Peter Szopo of Erste Asset Management -
In the autumn, economic growth in Emerging Europe surprised on the upside: quarterly GDP growth accelerated in Poland, turned positive in Romania, remained stable in the Czech Republic and Slovakia, and slowed only marginally in Russia. That said, the broader economic backdrop for the region remains feeble. Slowing Eurozone growth, the US Federal Reserve’s gradual shift away from super-loose monetary policies and, most importantly, the fallout from the Ukraine crisis are weighing on the sentiment and outlook.
Forecasts for the region’s main economies have been drifting lower as of late. Since summer, consensus estimates of 2014 GDP growth fell by about a quarter of a percentage point to 3.1% in Poland, 3.0% in Turkey and 2.9% in Romania.
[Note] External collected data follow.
Issue #215, opened 2024-04-22
Add Account Management to UI


mattly:
## What is the goal of this feature?
(derived from #141 ) - Have affordances in the UI to manage various aspects of the user's _account_, which is distinct from their _profile_.

## Describe the requirements & constraints
For our purposes I'm going to stay focused on what's under the "Account Settings" portion of the Mastodon UI, which has the following features: 

- Update email address. It seems doing this requires entering your password for security
- Update password. It seems doing this requires entering your current password for security.
- Display of currently logged-in sessions, with IP address, device type, and last activity, and the ability to revoke each session
- Move to a different account
- Move from a different account
- Delete account
- Manage 2FA via Authenticator App
- Manage 2FA via Security Keys
- List of authorized apps, with the ability to revoke each. (mine is .... 15 pages long, yikes)

What of this is necessary / nice-to-have / unnecessary for Single-User preview? If it's not necessary, is it something we want to support eventually?

My hunch is that for SUP we can ignore Move to / from different account and delete account. 

What about 2FA?

Management of sessions & authorized apps is important as well. Should this be included in SUP? can we put that off?

jenniferplusplus:
@mattly Coming back to this, I think the necessary account related things for SUP are just:
- _invites_
- signup
- login
- log out
- update email
- and update password

Note the addition of invites, because that's how I planned to enable closing registrations. You would make invites mandatory and then just not ever create any invites for anyone else. It's also the solution to the chicken-egg problem around creating the first admin account. The system will generate an invite code on first launch and print it in the logs/console, so the admin can securely create an account using that code.

I think we can call 2FA and session management nice to have for SUP. Definitely not necessary.

Moving "accounts" is actually going to mostly be a profile level concern in Letterbook (and also a post-SUP concern). The interaction with accounts would come in when creating a new profile to receive the inbound migration. Deleting accounts will have both Account and Profile components. We can work through that more in the future. Also not necessary for SUP. In fact I'd rather hold it back explicitly, because I wouldn't want to inadvertently encourage people to move their real fediverse identities onto a service that is likely to still be very unstable.

jenniferplusplus:
The invite backend stuff doesn't exist yet, but everything else does for what's on the necessary list

cederbs:
Alright, coming in to summarize what I've read from this, but spinning more of the discussion towards the experience rather than implementation:

### Goal
When someone creates an account, they expect there to be tools in place to keep their account secure and accessible. 

[...]

PR #431, opened 2025-09-20
feat: account page

jenniferplusplus:
Adds basic account management, allowing a member to change their email and password

## Details
- Includes a token-based email confirmation feature, embedded in a link
  - We don't have email support yet, so for now we put the link in the page

## Screenshots
image

image

image

## Related
- re: #215


cederbs:
@jenniferplusplus 
Some minor copy changes. I'd recommend using sentence case over title case for the headers, and avoiding "your" in labels just because that's implied. 

I also changed the page headline to 'Settings' since that's how it's referred to in the righthand navigation.

My only hot take is that—if possible—I think doing away with 'confirm password' and instead opting for a visibility toggle to be able to review the password would probably be more favorable here, but your implementation is incredibly common and shouldn't cause any issues.

Screenshot 2025-09-21 at 10 52 46 AM

jenniferplusplus:
Thanks for the feedback!

I'm trying to push the UI as far as I can without any javascript, and I don't think there's a way to toggle password visibility without that. We'll eventually add it as a progressive enhancement, but I want to get a solid functional base established first. But the rest is doable

Issue #385, opened 2025-01-16
Webfinger search


jenniferplusplus:

jenniferplusplus:
Actually, this just duplicates #437

PR #470, opened 2026-01-27
Issue/385 implement web finger search

ben-biddington:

In Russia, where most of the downward shift in expectations already took place in the first half of the year, the latest forecast for 2014 is 0.3%. Unsurprisingly, the Ukrainian economy is the one suffering the most. GDP is expected to be about 10% down this year, although with Crimea gone for good and two important districts no longer under the sway of the federal government, data quality is likely to be low. Only the forecasts for the Czech and Hungarian economies have been resilient, although monthly industrial production data point to a slowdown in these two countries as well.
Against this backdrop, the third-quarter earnings season – more or less completed in Turkey as well as in Central and Eastern Europe (CEE), but still ongoing in Russia – was unlikely to bring a firework of positive surprises. And it didn’t.
In CEE as well as in Turkey the ratio of positive surprises (actual results beating forecasts by 10%) and negative ones (actuals falling short 10% or more) was balanced. In most sectors the balance between positive surprises and disappointments was fairly even, with the notable exception being the consumer sector. Consumer stocks in both CEE (Jeronimo, Eurocash, LPP) and Turkey (Bimas, Migros, Teknosa) failed to inspire. Saying that the investment case for the consumer sector has been damaged would be an overstatement, but third-quarter results show the sector is struggling to transform decent top-line expansion into adequate earnings growth.
Russia is halfway through the earnings season. Many key stocks – particularly the main banks, some oil majors, MTS – are still due to report. Moreover, a number of important companies (eg. Uralkali, Norilsk Nickel, the gold majors) only report semi-annually and provided only production updates for the third quarter. Any verdict on the earnings season, therefore, is only tentative.
At least results, so far, do not point to a massive deterioration in the operations or balance sheets of Russia’s corporate sector. Unsurprisingly, metal and mining companies are beneficiaries of a weaker ruble, with Severstal, NLMK, Rusal all posting strong results. Also – and a bit more surprising – most food retailers delivered a robust set of financials, as well as Qiwi and Yandex, Russia’s leading search engine. On the other side of the spectrum, Rosneft and Novatek, the only oil and gas stocks that reported so far, released unconvincing results.
Earnings forecasts for the full year and their revisions are strongly influenced by the current currency volatility. In Russia and, to a lesser degree, in Turkey, earnings in local currency terms showed even a rising trend since the beginning of the third quarter. However, in dollar-terms earnings-per-share (EPS) forecasts headed south – moderately in Turkey, massively in Russia – due to the ruble weakness. In CEE3 (Czech Republic, Poland and Hungary), forecasts performed even worse than in Russia, regardless whether expressed in dollar or euro (using it as a substitute for local currency in CEE3).
Expectedly, the third-quarter reporting season is not changing the lacklustre earnings dynamics across all three markets – CEE3, Turkey, Russia – for the full year. In dollar terms. Russia is expected to post the steepest fall (-24%) following two years of modest earnings growth, while profits in CEE3 are estimated to fall by 11% and in Turkey by 7%. Particularly, CEE3 has had a poor earnings performance for four years in a row.
At present, the sell-side consensus implies an earnings recovery in 2015 across the region – which, in fact would be the first year since 2010 with positive earnings growth in all core markets. This could be a welcome support for stock markets in the region, but given global growth risks as well as currency and oil price volatility, investors will likely want to see a decent fourth quarter before buying into next year’s earnings rebound.